Jamás el alma da mayor síntoma de grandeza que cuando es capaz de soportar los golpes y emprender el camino del perdón. Necesitamos encontrar en nuestra vida la mirada que nos libere y nos reconcilie con la vida. De vez en cuando, en medio de miradas que nos destrozan y nos sacuden interiormente a través de las críticas despiadadas a lo que hacemos y somos, aparece una mirada que nos acerca a la misericordia y nos hace sentirnos un poco más humanos. Jesús de Nazaret no quería la muerte del pecador sino que se convirtiera y viva. No dejó a nadie indiferente y sus palabras tenían la fuerza del amor y del perdón en sus adentros. En cierta ocasión, un fariseo lo invitó a comer en su casa y una mujer, conocida pecadora, se acercó, derramó perfume en sus pies y llorando se puso a besarlos.

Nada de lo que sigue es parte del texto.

PR #2512, opened 2023-04-06
Include jump URL in mod log embed for infraction edits

### LINKED ISSUE #2495: Keep jump link in infraction edit logs
image

Currently when an infraction edit is logged the jump URL field is not mentioned.

I think it would be helpful to have it mentioned even on edit logs. I frequently check #mod-log after appending or editing an infraction and find myself looking for the jump link.

vivekashok1221:
Closes #2495 
Screenshot:
image


shtlrs:
It's looking good, I just have one comment before I submit a formal review:
When I edit an infraction twice, first in a `moderators`, then in a `ModMail` channel, I lose context to the first edit.

Which raises 2 questions:
1. Is that something that has happened before ? (Even if it didn't, it can still )
2. Do we want to cover that ?

vivekashok1221:
By context you mean the jump URL, right?
Through this PR, jump URL to the edit context is displayed in the edit log embed- but it is not stored in the database. When you use the `!infraction search`, only the original context is displayed. The assumption is that the context is more likely to be present where the infraction was originally invoked  (although if any offending messages are deleted then :shrug: ).

As of now, there is no indication in the `!infraction search` embed that the infraction reason, expiry, etc. has been edited.  We could/should add message link to  edit contexts to infraction details when/if work on https://github.com/python-discord/site/issues/752 starts.

So, 
>  I lose context to the first edit.
both the edit log embeds will still be in `#mod-log` channel, and the edit context information will not be stored in the database. It will only be included in the log embed that is sent to the #mod-log channel, and then discarded.

mbaruh (approved):
Thanks!

shtlrs (approved):
I had completely forgotten to get back to this.

Tested and approved! Thanks!

PR #320, opened 2026-09-01
Return int from sf_getc and sf_ungetc so EOF survives unsigned char

### LINKED ISSUE #319: gp_Read rejects a valid graph on unsigned-char targets when an extension is attached
## Describe the bug

`sf_getc()` and `sf_ungetc()` are declared to return `char` (`c/graphLib/io/strOrFile.h:42` and `:50`), and `sf_getc()` returns `EOF` as a `char` (`strOrFile.c:284`). Plain `char` is unsigned on AArch64, ARM, PowerPC and s390x, so on those targets `EOF` becomes 255 and every `== EOF` test against the result is decided by the type, not by the data.

At true end of input in `_ReadGraph()` (`graphIO.c:559`) the branch is therefore always taken, `sf_ungetc()` does not recognise 255 as `EOF` and pushes it back, and `sf_fgets()` hands the caller a one-byte string `{0xff, '\0'}` as extra data.

With the default post-processor this is invisible: extra data is ignored and the read succeeds, which is why the test suite passes on AArch64 and adjacency-list output is byte-identical to x86-64. Attach an extension first and the fabricated byte is delivered to its post-processor, which rejects it.

## Reproduction steps

`one.txt`, a valid one-vertex graph:

```text
N=1
1: -1
```

```c
graphP g = gp_New();
gp_ExtendWith_DrawPlanar(g);   /* supported before gp_Read; see graphDrawPlanar_Extensions.c:152 */
int r = gp_Read(g, "one.txt"); /* OK = 1 */
```

## Expected behavior

`gp_Read()` returns `OK` on every platform. The file is valid and carries no extra data.

## Terminal logs

Same source, same commit, same compiler, two container architectures:

```text
x86_64  (signed char)    no extension: 1    DrawPlanar: 1
aarch64 (unsigned char)  no extension: 1    DrawPlanar: 0
```

Without the extension both agree, which isolates the post-processor path rather than the graph read.

## Environment

- OS: Ubuntu 24.04 containers, `linux/amd64` and `linux/arm64`
- Built from source at `36762b5`, `autoreconf -if && ./configure && make`
- gcc 13.3.0 in both containers

## Additional context

`compile-warnings.yml` cannot see this. It runs `ubuntu-latest` only, where `char` is signed and the comparison is in range. The AArch64 leg of `dev-platforms.yml` does run on the affected target, but calls plain `./configure` without `--enable-compile-warnings`, and its pull-request trigger is commented out. Building x86-64 with `-funsigned-char` reproduces the diagnostic at `graphIO.c:560` and would give architecture-independent coverage in the existing gate.

I found this while testing #318 and checked it against unpatched `master`, so it is not caused by that change. Related: #316, which reports the same gate failing to fail.

The usual fix is `int` in both wrappers, keeping the value as `int` through the `EOF` check and narrowing only after it is known not to be `EOF`. I am happy to prepare that if you want it, though it touches every caller and is a larger change than the warnings work.

Deln0r:
Fixes #319. Follows the plan agreed there: full int conversion rather than the `(char)EOF` casts.

## Type of change

### Updated

* `c/graphLib/io/strOrFile.h`, `strOrFile.c`: `sf_getc()` and `sf_ungetc()` now take and return `int`, following the stdio `getc()`/`ungetc()` contract, so EOF stays distinguishable from the byte 0xFF on builds where plain `char` is unsigned (the Linux ABIs for AArch64, ARM, PowerPC, s390x). All EOF-sensitive temporaries in `strOrFile.c` are `int` now.
* The conversion also closes the same defect in the opposite direction: a literal 0xFF byte from the string container sign-extended to EOF on signed-char builds, and bytes round-tripped through the unget buffer did the same. Both paths now normalize through `unsigned char`.
* `c/graphLib/io/g6-read-iterator.c`, `graphIO.c`: callers updated; the `(char)` casts at `sf_ungetc()` call sites are gone.
* `c/planarityApp/planarityCommandLine.c`: two quick-regression tests. `runReadWithExtensionAtEofTest()` reads a valid adjacency-list file with DrawPlanar attached, which is the #319 reproducer. `runHighByteRoundTripTest()` feeds the byte 0xFF through the string container and the unget buffer directly; this one bites on today's signed-char CI, not only on unsigned-char builds.

## Testing

- Positive control for both tests: `master`'s `graphLib` built against this branch's tests fails the suite (exit 255, the 0xFF round-trip test) on plain x86-64, and fails the extension-at-EOF test under `-funsigned-char`; with the patched `graphLib` the full suite passes 23/23 in both configurations.
- The #319 reproducer flips from `NOTOK` to `OK` on native linux/arm64 (Ubuntu 24.04 container) and on x86-64 with `-funsigned-char`; both checked against unpatched `master` in the same containers.
- CI-faithful matrix: gcc-14 and clang-18, `--enable-compile-warnings CFLAGS=-Werror`, Ubuntu 24.04: both build clean. Apple clang 21 on macOS arm64: build clean, `make check` and `test-samples.sh` pass.

The `--enable-unsigned-char` configure switch discussed in #319 is left for the CI follow-up, so this MR stays the mechanical type conversion plus its tests.

### DIFF
--- a/c/graphLib/io/g6-read-iterator.c
+++ b/c/graphLib/io/g6-read-iterator.c
@@ -249,7 +249,7 @@ int _g6_InitReaderWithStrOrFile(G6ReadIteratorP theG6ReadIterator, strOrFileP *p
 
 int _g6_InitReader(G6ReadIteratorP theG6ReadIterator)
 {
-    char charConfirmation = EOF;
+    int charConfirmation = EOF;
     int firstChar = '\0';
     int lineNum = 1;
     int order = NIL;
@@ -262,7 +262,7 @@ int _g6_InitReader(G6ReadIteratorP theG6ReadIterator)
     }
     else
     {
-        charConfirmation = sf_ungetc((char)firstChar, inputContainer);
+        charConfirmation = sf_ungetc(firstChar, inputContainer);
 
         if (charConfirmation != firstChar)
         {
@@ -283,7 +283,7 @@ int _g6_InitReader(G6ReadIteratorP theG6ReadIterator)
     }
 
     firstChar = sf_getc(inputContainer);
-    charConfirmation = sf_ungetc((char)firstChar, inputContainer);
+    charConfirmation = sf_ungetc(firstChar, inputContainer);
 
     if (charConfirmation != firstChar)
     {
@@ -430,7 +430,7 @@ int _g6_DetermineOrderFromInput(strOrFileP inputContainer, int *order)
             return NOTOK;
         }
 
-        sf_ungetc((char)graphChar, inputContainer);
+        sf_ungetc(graphChar, inputContainer);
 
         for (int i = 2; i >= 0; i--)
         {
--- a/c/graphLib/io/graphIO.c
+++ b/c/graphLib/io/graphIO.c
@@ -556,7 +556,7 @@ int _ReadGraph(graphP theGraph, strOrFileP *pInputContainer)
     // was OK.
     if (extraDataAllowed)
     {
-        char charAfterGraphRead = EOF;
+        int charAfterGraphRead = EOF;
         if ((charAfterGraphRead = sf_getc((*pInputContainer))) != EOF)
         {
             if (sf_ungetc(charAfterGraphRead, (*pInputContainer)) != charAfterGraphRead)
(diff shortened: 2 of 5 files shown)


john-boyer-phd (approved):
This is a great PR, Ian; thanks for doing it the best way! Now I can remove the line from the upcoming GraphML Reader Part 1 issue that said we wouldn't support 0xFF in ISO-8859-1 files.

And, chess-style !! for the typecasts on lines 320 and 612 of `strOrFile.c`.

El fariseo se escandalizaba de aquella reacción de Jesús que, quedándose quieto, dejaba que le tocara una mujer pecadora. Jesús le dijo al fariseo: «Un prestamista tenía dos deudores; uno le debía quinientos denarios y el otro cincuenta. Como no tenían con qué pagar, los perdonó a los dos. ¿Cuál de los dos lo amará más?». Simón contestó: «Supongo que aquel a quien le perdonó más»... Y Jesús le dijo: «...sus muchos pecados están perdonados porque tiene mucho amor; pero al que poco se le perdona, poco ama» (Lc 7, 36-50).

¡Qué grandeza tenía Jesús en su corazón que sabía mirar al ser humano más allá de sus actos y leía en lo más recóndito de sus sentimientos! ¡Qué liberación sentiría aquella mujer que alguien la miró con dignidad y la acercó a la misericordia de Dios!

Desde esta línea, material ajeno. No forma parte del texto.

PR #321, opened 2026-09-01
Fix signed integer overflow in random graph generation at N >= 46342

### LINKED ISSUE #315: Signed integer overflow in random graph generation: `planarity -rm N` fails for N >= 46342
`gp_CreateRandomGraphEx()` computes the maximum simple graph edge count in a 32-bit `int`, and the
multiplication happens before the shift, so `N * (N - 1)` has to fit rather than the halved value.

`c/graphLib/graph.c:1333` (master `36762b5`):

```c
    int N, maxNumEdges, maxPlanarEdges, numPlanarCoreEdges;
    ...
    maxNumEdges = (N * (N - 1)) >> 1;
```

The largest safe vertex count is 46341, because `46341 * 46340 = 2,147,441,940` fits in an `int` and
`46342 * 46341 = 2,147,534,622` does not. Above that the product is undefined behaviour and in
practice wraps. When it wraps negative, the clamp two lines later sets `numEdges` negative, the
`numEdges < N - 1` guard returns `NOTOK`, and the command fails outright:

```
$ planarity -rm 46342 /tmp/out.g6
Creating the random graph...
[ERROR] gp_CreateRandomGraphEx() failed
	on line 596 of 'c/planarityApp/planarityRandomGraphs.c'
$ echo $?
255
```

No output file is written. Whether a given N works depends only on the sign of the wrapped value, so
the failures are not contiguous:

| N | `N*(N-1)` | as int32 | `maxNumEdges` | `planarity -rm N` |
|---|---|---|---|---|
| 1,000 | 999,000 | fits | 499,500 | works |
| 46,341 | 2,147,441,940 | fits | 1,073,720,970 | works, last good N |
| 46,342 | 2,147,534,622 | -2,147,432,674 | -1,073,716,337 | fails, exit 255 |
| 46,343 | 2,147,627,306 | -2,147,339,990 | -1,073,669,995 | fails, exit 255 |
| 65,536 | 4,294,901,760 | -65,536 | -32,768 | fails, exit 255 |
| 100,000 | 9,999,900,000 | +1,409,965,408 | +704,982,704 | works |
| 1,000,000 | 999,999,000,000 | -728,379,968 | -364,189,984 | fails, exit 255 |
| 10,000,000 | 99,999,990,000,000 | +266,447,232 | +133,223,616 | works |

A UBSan build confirms the cause:

```
c/graphLib/graph.c: runtime error: signed integer overflow: 46342 * 46341 cannot be represented in type 'int'
c/graphLib/graph.c: runtime error: signed integer overflow: 1000000 * 999999 cannot be represented in type 'int'
c/graphLib/graph.c: runtime error: signed integer overflow: 10000000 * 9999999 cannot be represented in type 'int'
```

It is not specific to one platform or word size. The boundary sits at the same N on every target I
tried, which is what you would expect since it depends on `int` being 32 bits rather than on the
pointer width:

| Platform | compiler | `-rm 46341` | `-rm 46342` |
|---|---|---|---|
| Ubuntu 24.04 x86_64 | gcc 13.3.0 | exit 0 | exit 255 |
| Ubuntu 24.04 aarch64 | gcc 13.3.0 | exit 0 | exit 255 |
| Windows 11 x64 | MSVC 19.44 | exit 0 | exit -1 |
| Windows 11 x86 | MSVC 19.44 | exit 0 | exit -1 |

## Two related things in the same area

The same expression appears at two other places, with the same 46342 ceiling:

```
c/graphLib/graph.c:1229-1230   if (M > N * (N - 1) / 2)  /  M = N * (N - 1) / 2;   gp_CreateRandomGraph()
c/graphLib/graph.c:1978-1979   if (candidateEdgeCapacity > ((N * (N - 1)) >> 1))   gp_DynamicInsertEdge()
```

UBSan also flags `gp_GetRandomNumber()` in `c/graphLib/lowLevelUtils/apiutils.c`, where `N` starts at
`rand()` and can already be near `INT_MAX` before the folding adds to it:

```
c/graphLib/lowLevelUtils/apiutils.c:101:7: runtime error: signed integer overflow: 255 + 2147483516 cannot be represented in type 'int'
```

Line 100 has the same shape (`N += ((N & 0xFFFF0000) >> 16);`) though I did not observe it trip. The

En esos momentos históricos donde ha sobreabundado la oscuridad y la noche, hay que reconocer que aparecieron siempre almas grandes que fueron capaces de sacudir toda una época, dando motivos de esperanza a la gran masa desde las categorías de la reconciliación y el perdón, superando los deseos de venganza y de odio. Hoy más que nunca es necesario encontrar almas grandes con capacidad de perdón en su interior y bondad en sus corazones.